Reading a great book twice or even multiple times is a common habit of mine.
R for Marketing Research and Analytics is such a book.
You can read the first 142 pages free here.
The book teaches R in a nice and motivational way. After a general intro it applies R to the simulation of data that is then used to show Marketing Analytics.
Great approach. What I like the most are the many practical tips. E.g. it develops 7 different linear models and does so in a logical way. Then it summarizes all steps nicely at the end of each chapter for quick review.
There is now also the - nearly - same book available for Python: Python for Marketing Research and Analytics.
The R book shows nicely why R is still the better choice for researchers as it provides great sophisticated commands and libraries to get very fast insights.

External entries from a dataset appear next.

PR #81, opened 2018-04-04
 Change example app to be easier to understand

Astach:


core/src/main/java/com/schibsted/account/Events.kt
```diff
@@ -5,9 +5,9 @@
 package com.schibsted.account
 
 object Events {
-    const val ACTION_USER_LOGIN = "AccountSdkActionUserLogin"
+    internal const val ACTION_USER_LOGIN = "AccountSdkActionUserLogin"
     const val ACTION_USER_LOGOUT = "AccountSdkActionUserLogout"
-    const val ACTION_USER_TOKEN_REFRESH = "AccountSdkActionUserTokenRefresh"
+    internal const val ACTION_USER_TOKEN_REFRESH = "AccountSdkActionUserTokenRefresh"
 
     const val EXTRA_USER = "AccountSdkExtraUser"
```
Nexcius: This can also be internal

core/src/main/java/com/schibsted/account/session/User.kt
```diff
@@ -70,6 +69,7 @@ class User(token: UserToken, val isPersistable: Boolean) : Parcelable {
 
                         override fun onSuccess(result: Unit) {
                             callback?.onSuccess(NoValue)
+                            AccountService.localBroadcastManager?.sendBroadcast(Intent(Events.ACTION_USER_LOGOUT).putExtra(Events.EXTRA_USER_ID, userId))
```
Nexcius: We should send this on error as well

The plot below required only these two lines of code to check out your m1 model:
par(mfrow=c(2,2))
plot(m1)
This is a overall satisfaction linear model for an amusement park.
sat.df <- read.csv("http://r-marketing.r-forge.r-project.org/data/rintro-chapter7.csv")

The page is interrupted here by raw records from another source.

PR #89, opened 2018-04-05
Fix issue where app was crashing when getting Agreements

Astach:
I was doing some unrelated tests when I got : 
```
NetworkError(code=-1, type=network_error, description=Expected a com.google.gson.JsonArray but was com.google.gson.JsonPrimitive, endpoint=https://identity-pre.schibsted.com/api/2/terms?<hidden>)
```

Since distance (to the park) is skewed, log has been applied and then lm() does the linear modeling. It produces an object that can be used with plot(), summary(), predict(), and other functions to inspect the model fit and estimates of the coefficients.
m1 is a very simple model as it takes only the rides satisfaction variable.

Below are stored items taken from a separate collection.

PR #112, opened 2018-04-11
No longer send identifiers through redirect URIs

### LINKED ISSUE #99: Ensure we don't pass identifiers in redirect URIs
We should have a map of 10 id -> uuidv4 with an expiry of 7 days. Use these to pass through redirect URIs

Nexcius:
Closes #99


core/src/main/java/com/schibsted/account/persistence/LocalSecretsProvider.kt
```diff
@@ -0,0 +1,64 @@
+package com.schibsted.account.persistence
```
Astach: Schibsted license blabla missing

core/src/main/java/com/schibsted/account/persistence/LocalSecretsProvider.kt
```diff
@@ -0,0 +1,64 @@
...
+    private val prefs = appContext.getSharedPreferences(SHARED_PREFS_KEY, Context.MODE_PRIVATE)
+
+    private data class Entry(val time: Long, val key: String, val value: String)
+
+    /**
+     * Retrieves previously stored data from a generated key
+     * @param secretKey The secret key for the persisted data
+     * @return The data previously stored or null if no data is available under that key
+     */
+    fun get(secretKey: String): String? {
```
Astach: secret value should be put  outsdie of the file (because reused in `put` function)
so we would have
```

    private val secrets = prefs.getString(SHARED_PREFS_KEY, "[]")?.let {
        GSON.fromJson<List<Entry>>(it, typeToken<List<Entry>>())
    } ?: listOf()
```
and

`  fun get(secretKey: String): String? = secrets.find { it.key == secretKey }?.value`

core/src/main/java/com/schibsted/account/persistence/LocalSecretsProvider.kt
```diff
@@ -0,0 +1,64 @@
...
+    }
+
+    /**
+     * Generates a random key for the value you provide and stores the value. If the value already exists,
+     * it will re-use the previously generated id.
+     * @param value The value to be persisted
+     * @return The randomly generated key for your value
+     */
+    fun put(value: String): String {
+        val secrets = prefs.getString(SHARED_PREFS_KEY, "[]")?.let {
```
Astach: with secret as a class property (see comment above) we could have `        val previousResult = secrets.find { it.value == value }?.key?.let{ return it}` instead

core/src/main/java/com/schibsted/account/util/DeepLink.kt
```diff
@@ -59,13 +59,10 @@ sealed class DeepLink {
 
             operator fun invoke(uri: URI): IdentifierProvided? {
                 if (uri.getQueryParam(DeepLinkHandler.PARAM_ACTION) == Action.IDENTIFIER_PROVIDED.value) {
-                    val result = uri.getQueryParam(PARAM_ID)
-                            ?.let { decodeBase64(it) }
-                            ?.takeIf { Patterns.EMAIL_ADDRESS.matcher(it).matches() }
-                            ?.let { IdentifierProvided(it) }
+                    val result = uri.getQueryParam(PARAM_ID)?.let { IdentifierProvided(it) }
```
Astach: sure encoding isn't needed any longer?

core/src/test/java/com/schibsted/account/persistence/LocalSecretsProviderTest.kt
```diff
@@ -0,0 +1,83 @@
...
+import java.util.UUID
+
+class LocalSecretsProviderTest : StringSpec({
+    val data = mutableMapOf<String, String>()
+
+    val mockEditor: SharedPreferences.Editor = mock {
+        on { putString(any(), any()) }.then {
+            val arg1 = it.getArgument(0) as String
+            val arg2 = it.getArgument(1) as String
+            data.put(arg1, arg2)
```
Astach: could be `data[arg1] = arg2`

core/src/test/java/com/schibsted/account/persistence/LocalSecretsProviderTest.kt
```diff
@@ -0,0 +1,83 @@
...
+
+    }
+
+    "Storing data should return a secret key in the UUID format" {
+        val lsp = LocalSecretsProvider(mockedContext)
+        val res = lsp.put("somedata")
+        UUID.fromString(res)
+    }
+
+    "Storing an existing data value should returnthe same key" {
```
Astach: missing space

core/src/test/java/com/schibsted/account/persistence/LocalSecretsProviderTest.kt
```diff
@@ -0,0 +1,83 @@
...
+        }
+
+        on { edit() }.thenReturn(mockEditor)
+    }
+
+    val mockedContext: Context = mock {
+        on { getSharedPreferences(any(), any()) }.thenReturn(mockedSharedPreferences)
+    }
+
+    "Retrieveing data which does not exist should not crash" {
```
Astach: Typo `Retrieving `

core/src/test/java/com/schibsted/account/persistence/LocalSecretsProviderTest.kt
```diff
@@ -0,0 +1,83 @@
...
+        val lsp = LocalSecretsProvider(mockedContext)
+        lsp.get("someKey") shouldBe null
+
+    }
+
+    "Storing data should return a secret key in the UUID format" {
```
Astach: Is the assertion missing there?

core/src/test/java/com/schibsted/account/persistence/LocalSecretsProviderTest.kt
```diff
@@ -0,0 +1,83 @@
...
+        val lsp = LocalSecretsProvider(mockedContext)
+        val myData = "thisIsMydataThereAreManyLikeIt"
+        val res = lsp.put(myData)
+        lsp.get(res) shouldEqual myData
+    }
+
+    "When exceeding the max items, the oldest should be dropped" {
+        val lsp = LocalSecretsProvider(mockedContext, 3)
+
+        val table = table(
```
Astach: :+1:

ui/src/main/java/com/schibsted/account/ui/login/screen/password/PasswordFragment.kt
```diff
@@ -59,8 +61,14 @@ class PasswordFragment : FlowFragment<PasswordContract.Presenter>(), PasswordCon
         mobile_password_button_forgot.setOnClickListener {
             BaseLoginActivity.tracker?.eventEngagement(TrackingData.Engagement.CLICK, TrackingData.UIElement.FORGOT_PASSWORD, TrackingData.Screen.PASSWORD)
 
-            val redirectUri = DeepLink.IdentifierProvided.createDeepLinkUri(uiConf!!.redirectUri, identifier?.identifier
-                    ?: "")
+            val idKey = identifier?.let {
+                with(LocalSecretsProvider(requireContext())) {
```
Astach: `with` not needed here

core/src/main/java/com/schibsted/account/util/DeepLink.kt
Nexcius: Yeah, no special characters in an uuid

core/src/test/java/com/schibsted/account/persistence/LocalSecretsProviderTest.kt
Nexcius: `UUID.fromString(res)` would crash if its not a valid uuid, so that is the test

Astach: Ahhhh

sat.df$logdist <- log(sat.df$distance)
m1 <- lm(overall ~rides, data = sat.df)
The final model m7 contains one interaction term, wait:has.child, and many more variables plus the data has been normalized (deduct means and divide by standard deviations).
m7 <- lm(overall ~ rides + games + wait + clean + logdist + has.child + wait:has.child, data = sat.std)
Try that with Python. I will get the Python book btw today and maybe I change my opinion then a bit.